# Navionics MMC Speicher defekt, Kopie?



## Laky (13. April 2007)

Hallo

Offensichtlich hat meine MMC Speicherkarte (Gold small) für mein Lowrance LMS 334c seinen Geist aufgegeben #q , so werde ich wohl oder übel in den sauren Apfel beißen und mir eine neue Karte kaufen |gr: . Nun die eigentliche Frage: Ist es möglich (und erlaubt) eine Sicherungskopie (nur für mich privat)zu erstellen? Welch Hardware/software wird benötigt? Oder muss ich mir jedes Mal eine neue Karte kaufen? (wird ja denke ich nicht so oft vorkommen das eine MMC Speicherkarte kaputt geht, aber wenn, ist das zumindest hier in Norge recht teuer .

MFG
Laky


----------



## Zanderfänger (13. April 2007)

*AW: Navionics MMC Speicher defekt, Kopie?*

Ich würde mal beim Hersteller nachhaken, bestimmt lässt sich da was mit Kulanz machen. Garantie ist abgelaufen oder wie? #h


----------



## Jirko (13. April 2007)

*AW: Navionics MMC Speicher defekt, Kopie?*

hallo laky #h

erlaubt ist es definitiv nicht... ob´s möglich ist, entzieht sich meiner kenntnis. aber heutzutage ist ja alles possible () aber wie gesagt, erlaubt definitiv nein.

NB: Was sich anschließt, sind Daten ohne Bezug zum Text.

PR #110, opened 2018-02-27
refactor logging

Lagovas:
use logrus instead default logger to use helpers and semantically correct method instead prefixes (`log.Errorln` instead `log.Println("Error:")`) 
plus it add more structured logs that looks like `time="2018-02-27T12:53:20+02:00" level=error msg="can't connect to acra" error="dial unix /tmp/unix_socket_10003: connect: no such file or directory"` which we easily can parse/process if need by level or extra fields that we can add in a future (for example to measure performance or count events)


cmd/acraserver/listener.go
```diff
@@ -84,15 +77,15 @@ func (server *SServer) handleConnection(connection net.Conn) {
...
 		if closeErr := connection.Close(); closeErr != nil {
-			log.WithError(closeErr).Println("Error: can't close connection")
+			log.WithError(closeErr).Println("can't close connection")
 		}
 		return
 	}
 	clientSession.connection = wrappedConnection
 
-	log.Println("Debug: secure session initialized")
+	log.Debugln("secure session initialized")
```
vixentael: maybe `log.Infof`?

cmd/acraserver/listener.go
```diff
@@ -129,38 +122,39 @@ to db and decrypting responses from db
...
 	}
 
 	wrappedConnection, _, err := server.config.ConnectionWrapper.WrapServer(connection)
 	if err != nil {
+		log.WithError(err).Errorln("can't wrap connection")
 		return
 	}
 	clientSession.connection = wrappedConnection
-	log.Println("Debug: http api secure session initialized")
+	log.Debugln("http api secure session initialized")
```
vixentael: same, maybe use info level?

cmd/acraserver/listener.go
Lagovas: on my opinion it's unnecessary info and useful only for debugging

PR #112, opened 2018-02-28
direct connection to acraserver with ssl

Lagovas:
* dropped hardcoded path to tls certificates
* added handling SIGINT to correct closing sockets (@mozhmike maybe will be useful in webui to handle SIGINT and call `server.Close()`)
* added test without acraproxy: app(tls) <-> acraserver(tls) <-> postgresql(tls)

because official postgresql image doesn't support ssl, I changed image to non-official with such support and added server.[key|crt] from image to `tests/` to use via acraserver.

ich würde auch erst einmal versuchen den weg der kulanz zu gehen... wenn du deine defekte MMC-card einschickst solltest du eigentlich ne neue bekommen, wenn diese dann nicht mutwillig zerstört wurde, wovon ich mal jetzt nich ausgehe #h


----------



## Zanderfänger (13. April 2007)

*AW: Navionics MMC Speicher defekt, Kopie?*



> erlaubt ist es *definitiv* nicht...


|kopfkrat


----------



## Laky (13. April 2007)

*AW: Navionics MMC Speicher defekt, Kopie?*

Hallo
Nicht das es falsch verstanden wird |kopfkrat , ich will also nicht irgendwelche Raubkopien bei eBay verticken :q (hier gibt es auch kein eBay) sonder rein als Sicherungskopie #d .
Kulanz ist ja schön und gut, nur würde mir das Morgen wenn ich rausfahren will auch nicht viel nützen |gr:  (ich schätze mal so 3-4 Wochen wird das hier in Norge dauern), hätte ich jetzt aber eine Kopie bzw. dann wäre ja die Kopie defekt, so bräuchte ich mir darüber keinen Kopf machen  .
Brauche ich aber auch so nicht denn ich habe von meinen Arbeitgeber quasi zu Testzwecken eine NauticPath Speicherkarte bekommen :vik: . Und sollte es keine Kulanz geben und NauticPath funktioniert halbwegs, na dann dürfte wohl klar sein welche Karten ich demnächst benütze #6 .

MFG
Laky


----------



## kossiossi (8. Mai 2007)

*AW: Navionics MMC Speicher defekt, Kopie?*

moin,

die daten kannst du auf deinem rechner sichern und bei bedarf(daten defekt oder gelöscht) wieder auf deine karte ziehen. ist auch ratsam!
formatieren darfst du die karte allerdings nicht! dann funktioniert sie nicht mehr.
ein kopieren auf eine andere karte funktioniert nicht.

ach ja, wenn du auf kulanz keine neue karte bekommst:
ein update auf eine sd karte würde dich glaube so ca. 70euro kosten.

ahoi
danny


----------



## fly-martin (15. Mai 2007)

*AW: Navionics MMC Speicher defekt, Kopie?*

Hi

wahrscheinlich wird das nicht möglich sein, da die Software direkt mit der Karten-id ( interne Kartennummer - ähnlich mac-adresse bei Netzwerkkarten ) verknüpft ist ... 

Genaueres wird Dir nur der Hersteller sagen können


----------



## BSZocher (17. Juni 2007)

*AW: Navionics MMC Speicher defekt, Kopie?*

Mal ne kurze Zwischenfrage:

Wohin mit den Karten wenn ich mit dem Flieger reise?

Haupt- und Handgepäck werden doch durchleuchtet. Schadet das den Karten?


----------